• [Your objective]: Work out how many lines in the entries below include the word "stable", and give only that figure.

(Material supplied)

PR #795, opened 2026-07-15
fix: persist DEFAULT_CHANNEL in prepare-release

thomasmaas:
## Summary
- Add `DEFAULT_CHANNEL` and `BUNDLE_DEFAULT_CHANNEL` to the values written to `make/release.mk` by the `prepare-release` target

## Why
`prepare-release` already persisted `CHANNELS`/`BUNDLE_CHANNELS` into `make/release.mk`, but never did the same for `DEFAULT_CHANNEL`/`BUNDLE_DEFAULT_CHANNEL`. This meant any subsequent `make bundle` invocation on a release branch silently fell back to the Makefile default (unset), producing bundles without an explicit `channel.default.v1` annotation.

Same class of bug fixed for limitador-operator in Kuadrant/limitador-operator#268 / Kuadrant/limitador-operator#269.

## Test plan
- [ ] `make prepare-release VERSION=0.0.0-test CHANNELS=stable DEFAULT_CHANNEL=stable` writes both channel values to `make/release.mk`
- [ ] Generated `bundle.Dockerfile` and `bundle/metadata/annotations.yaml` contain `channel.default.v1=stable`

🤖 Generated with [Claude Code](https://claude.com/claude-code)

## Summary by CodeRabbit

- **Bug Fixes**
  - Release preparation now preserves the configured default update channel in generated release settings.
  - Bundled releases are configured to use the selected default channel automatically.
  - This ensures release packages and update settings remain aligned with the chosen distribution channel, reducing the risk of releases being published or delivered through an unintended channel.

### DIFF
--- a/Makefile
+++ b/Makefile
@@ -612,6 +612,9 @@ prepare-release: ## Generates a makefile that will override environment variable
 	echo -e "#Release default values\\nIMG=$(IMAGE_TAG_BASE):$(IMG_TAG)\nBUNDLE_IMG=$(IMAGE_TAG_BASE)-bundle:$(IMG_TAG)\n\
 	CATALOG_IMG=$(IMAGE_TAG_BASE)-catalog:$(IMG_TAG)\nCOREDNS_IMG=$(COREDNS_IMAGE_TAG_BASE):$(IMG_TAG)\nCHANNELS=$(CHANNELS)\n\
 	BUNDLE_CHANNELS=--channels=$(CHANNELS)\nVERSION=$(VERSION)" > $(RELEASE_FILE)
+ifneq ($(origin DEFAULT_CHANNEL), undefined)
+	echo -e "DEFAULT_CHANNEL=$(DEFAULT_CHANNEL)\nBUNDLE_DEFAULT_CHANNEL=--default-channel=$(DEFAULT_CHANNEL)" >> $(RELEASE_FILE)
+endif
 	$(MAKE) set-image-refs
 	$(MAKE) bundle
 	$(MAKE) helm-build VERSION=$(VERSION)


Makefile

(End Material supplied)

• [The completed task]: 2